Actin polymerization contributes to enhanced pulmonary vasoconstrictor reactivity after chronic hypoxia

Chronic hypoxia (CH) is known to exacerbate both basal and endothelin-1 (ET-1)-induced pulmonary vasoconstriction, a process mediated through the generation of reactive oxygen species (ROS) and the activation of RhoA/Rho kinase (ROCK)-dependent pathways that sensitize myofilaments to calcium. Given that ROCK facilitates actin polymerization and that the actin cytoskeleton plays a crucial role in regulating smooth muscle tone, we hypothesized that actin polymerization might be essential for the heightened basal and ET-1-induced vasoconstriction observed following CH. To explore this hypothesis, we conducted experiments on pressurized pulmonary arteries (fourth and fifth order) from both control and CH rats, where the endothelium had been disrupted. The rats were exposed to 4 weeks of hypoxia at 0.5 atm to induce CH conditions.

We employed two actin polymerization inhibitors—cytochalasin and latrunculin—and observed their effects on both basal and ET-1-induced vasoconstriction. These inhibitors significantly reduced vasoconstriction in CH vessels but had no such effect on control vessels, supporting our hypothesis that actin polymerization is involved in the enhanced vasoconstrictive response in CH conditions. To examine whether CH directly alters the actin profile in these arteries, we measured the ratios of filamentous actin (F-actin) to globular actin (G-actin) by fluorescent labeling of F-actin and G-actin in fixed pulmonary arteries, along with actin sedimentation assays on homogenized pulmonary artery lysates. Interestingly, while no differences were observed in actin polymerization between the two groups under baseline conditions, ET-1 stimulation led to increased actin polymerization in the pulmonary arteries from CH rats. This response was notably attenuated by the ROS scavenger tiron, the ROCK inhibitor fasudil, and a small-molecule inhibitor targeting mDia (a key effector of RhoA).

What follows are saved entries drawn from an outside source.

PR #84, opened 2026-05-24
fix(api): return 503 on missing dbt marts, surface mart status in /health

### LINKED ISSUE #79: fix(api): API has hard dependency on dbt mart tables with no fallback
## Problem

The live API queries dbt mart tables directly with no fallback:

- `api/routers/deputies.py` → `analytics_marts.mart_deputy_scorecard`
- `api/routers/votes.py` → `analytics_marts.mart_vote_summary`
- `api/main.py` → `analytics_marts.mart_vote_summary` (for landing page stats)

If dbt has never been run (fresh database, new deployment, schema migration), or if a dbt run fails silently, every deputy and vote endpoint 500s. The raw `deputies`, `votes`, and `vote_positions` tables still exist and have correct data — but the API can't reach them.

This also means `mart_party_alignment` unique-on-`deputy_id` is a production-breaking constraint: a deputy recorded under two party names (which the raw data has, hence `make fix-deputies` existing) would cause the mart to fail, taking the API down with it.

## Options

**Option A — Keep marts, add health guard:** Add a startup check in `api/main.py` that verifies `analytics_marts.mart_deputy_scorecard` exists and has rows. Surface a clear error in `/health` if the mart is missing, rather than letting endpoint calls 500.

**Option B — Decouple API from marts:** Route the API back to raw tables for core reads (`/deputies`, `/votes`). Use marts only for pre-computed analytics fields (presence rate, alignment rate) via a LEFT JOIN, so missing mart data degrades gracefully rather than breaking.

**Option C — Document the dependency explicitly:** If marts are intentionally required, add a deploy step that runs `dbt run` before `uvicorn` starts (similar to how `migrate.py` runs in `railway.json`).

Option C is the lowest-effort path given the current architecture.

Walid-peach:
## What
Catch missing dbt mart tables in the API and return a clear **503** instead of an opaque **500**. Also adds a `dbt_marts` check to `/health` so mart availability is visible to monitoring.

## Why
`/votes/*` and `/deputies/{id}/scorecard` query `analytics_marts.*` tables that only exist after `dbt run` has executed. On a fresh deploy or after a dbt failure, those endpoints raised an unhandled `UndefinedTable` postgres error, which the global exception handler caught and returned as a 500. The landing page already had a try/except fallback; the routers did not. The `/health` endpoint reported `"db": "ok"` even when the mart layer was completely absent.

Closes #79.

## Changes

**`api/routers/votes.py`**
- Added `psycopg2.errors.UndefinedTable` import
- Defined a shared `_MART_UNAVAILABLE` `HTTPException(503)` constant
- Wrapped `list_votes`, `latest_votes`, and `get_vote` connection blocks in `try/except UndefinedTable` → raises 503 with `"run dbt first"` message

**`api/routers/deputies.py`**
- Same pattern for `get_scorecard` only — `list_deputies` and `get_deputy` use raw tables and are unaffected

**`api/main.py /health`**
- Added a second DB check that queries `mart_deputy_scorecard` and `mart_vote_summary`
- Reports `"dbt_marts": "ok"` or `"degraded"` in health response
- Includes `mart_scorecards` and `mart_vote_summaries` row counts when available

## What is NOT changed
- `railway.json` start command — adding `dbt run` to the deploy step is a larger infrastructure decision tracked separately
- Landing page — already had a try/except fallback, untouched

## Testing
- `ruff check` + `ruff format` passed
- Pre-commit hooks passed
- Manual test requires a DB without dbt marts to verify the 503 path

## Risks / Notes
- 503 is the correct HTTP status for a temporarily unavailable dependency — clients that retry on 503 will recover automatically once dbt runs
- The health endpoint now gives a clear signal that can trigger alerts if marts go missing after a dbt failure

## Breaking Changes
Existing clients that were catching 500 from these endpoints will now receive 503. Both are server errors; no client is expected to distinguish them.

### DIFF
--- a/api/db.py
+++ b/api/db.py
@@ -3,6 +3,12 @@ from contextlib import contextmanager
 
 import psycopg2.extras
 import psycopg2.pool
+from fastapi import HTTPException
+
+MART_UNAVAILABLE = HTTPException(
+    status_code=503,
+    detail="Analytics layer unavailable — dbt marts not found. Run `dbt run` to build them.",
+)
 
 _pool: psycopg2.pool.ThreadedConnectionPool | None = None
 
--- a/api/main.py
+++ b/api/main.py
@@ -9,6 +9,7 @@ import os
 import traceback
 from contextlib import asynccontextmanager
 
+import psycopg2.errors
 from dotenv import load_dotenv
 from fastapi import FastAPI
 from fastapi.middleware.cors import CORSMiddleware
@@ -955,6 +956,14 @@ def health() -> JSONResponse:
         logger.error("Health check DB error: %s", exc)
         services["db"] = "degraded"
 
+    services["openai"] = "degraded" if _is_placeholder(os.getenv("OPENAI_API_KEY")) else "ok"
+    services["groq"] = "degraded" if _is_placeholder(os.getenv("GROQ_API_KEY")) else "ok"
+
+    # all_ok excludes dbt_marts — marts are absent on every fresh deploy and
+    # degrade gracefully; their absence should not trip Railway's health check.
+    all_ok = all(v == "ok" for v in services.values())
+
+    scorecard_rows = vote_summary_rows = None
     try:
         with get_conn() as conn:
             with conn.cursor() as cur:
@@ -963,14 +972,12 @@ def health() -> JSONResponse:
                 cur.execute("SELECT COUNT(*) FROM analytics_marts.mart_vote_summary")
                 vote_summary_rows = cur.fetchone()["count"]
         services["dbt_marts"] = "ok"
-    except Exception:
-        scorecard_rows = vote_summary_rows = None
+    except psycopg2.errors.UndefinedTable:
+        services["dbt_marts"] = "degraded"
+    except Exception as exc:
+        logger.warning("Health check mart check error: %s", exc)
         services["dbt_marts"] = "degraded"
 
-    services["openai"] = "degraded" if _is_placeholder(os.getenv("OPENAI_API_KEY")) else "ok"
-    services["groq"] = "degraded" if _is_placeholder(os.getenv("GROQ_API_KEY")) else "ok"
-
-    all_ok = all(v == "ok" for v in services.values())
     body: dict = {"status": "ok" if all_ok else "degraded", **services}
     if services["db"] == "ok":
         body.update({"deputies": deputies, "votes": votes, "positions": positions})
--- a/api/main.py
+++ b/api/main.py
@@ -955,6 +955,18 @@ def health() -> JSONResponse:
         logger.error("Health check DB error: %s", exc)
         services["db"] = "degraded"
 
+    try:
+        with get_conn() as conn:
+            with conn.cursor() as cur:
+                cur.execute("SELECT COUNT(*) FROM analytics_marts.mart_deputy_scorecard")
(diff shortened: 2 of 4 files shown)


Walid-peach (commented):
## Summary
This PR adds graceful 503 handling for missing dbt mart tables across `votes.py` and `deputies.py`, and surfaces mart availability in `/health`. The approach is correct and the pattern is consistent within each router. Three issues worth addressing before merge, one of which has a real deployment risk.

## Must Fix
- None

## Should Fix

**1. Health check uses bare `except Exception` instead of `psycopg2.errors.UndefinedTable` (`api/main.py`)**
The routers catch the specific `UndefinedTable` error, but the health check catches everything:
```python
except Exception:
    scorecard_rows = vote_summary_rows = None
    services["dbt_marts"] = "degraded"
```
A connection failure, auth error, or any other DB problem during the mart check will silently report as `dbt_marts: degraded` with no log output — masking a real infrastructure problem as a soft "degraded" signal. Should be `except psycopg2.errors.UndefinedTable` with a `logger.warning` for anything else, consistent with the router pattern.

**2. `_MART_UNAVAILABLE` constant is duplicated (`api/routers/deputies.py` vs `api/routers/votes.py`)**
`votes.py` defines `_MART_UNAVAILABLE` as a module-level constant. `deputies.py` inlines the same 503 + same detail string directly in the `except` block. If the message changes, it has to be updated in two places. Move `_MART_UNAVAILABLE` to `api/db.py` or a small `api/exceptions.py` and import it from both routers.

**3. `dbt_marts: degraded` contributes to `all_ok`, which drives the 207 response on every fresh Railway deploy**
`all_ok = all(v == "ok" for v in services.values())` runs after `services["dbt_marts"]` is set. Since `dbt run` does not execute on deploy (`railway.json` only runs `migrate.py`), `dbt_marts` will always be `"degraded"` immediately after a fresh deploy, making `/health` return `status: degraded` + HTTP 207 indefinitely until dbt runs manually or via the prod ingestion cron.

Railway accepts 207 as healthy (it's 2xx), so the deploy itself won't fail — but any monitoring or alerting that reads the response body will see a permanently degraded service. Consider excluding `dbt_marts` from the `all_ok` computation and reporting it as a secondary indicator (e.g. alongside `openai`/`groq`), or at minimum document that `dbt_marts: degraded` is the expected steady-state until dbt runs.

## Nice to Have
- The health check currently returns `mart_scorecards` / `mart_vote_summaries` only when `dbt_marts == "ok"`. For observability consistency it might be worth returning them as `null` in the degraded case too, so monitoring dashboards always have the key present.

## Testing / Validation Gaps
- The 503 path on the routers can only be validated against a DB without mart tables present. No automated test covers this. Worth noting for the next test setup — at minimum a unit test that mocks a `UndefinedTable` exception on the cursor would give confidence the `except` wiring is correct.

- `railway.json` uses `/health` as the health check path. The 207-on-degraded behavior change is worth a note in the deploy runbook, since ops engineers watching Railway may see a persistent `degraded` status after a deploy and not realize it's expected until dbt runs.

## Verdict
**Ready with minor changes** — the core logic is correct and the 503 pattern is clean. Address the bare `except Exception` in the health check and the duplicated constant before merge. The `all_ok` / 207 behavior should at minimum be documented even if not changed immediately.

Further analysis through immunoblotting revealed that CH conditions increased both the phosphorylated (inactive) and total levels of cofilin, an actin disassembly factor. However, the ratio of phosphorylated cofilin to total cofilin remained unchanged, suggesting that cofilin’s role in actin dynamics during CH is not altered in the same manner. Taken together, these findings indicate that actin polymerization plays a significant role in the increased basal pulmonary arterial constriction and the enhanced ET-1-induced vasoconstrictor reactivity seen in chronic hypoxia. This effect is mediated through ROS and ROCK signaling, with mDia being an important mediator of ET-1-induced actin polymerization. Importantly, the response appears independent of changes in cofilin phosphorylation status, further indicating the complexity of the mechanisms involved.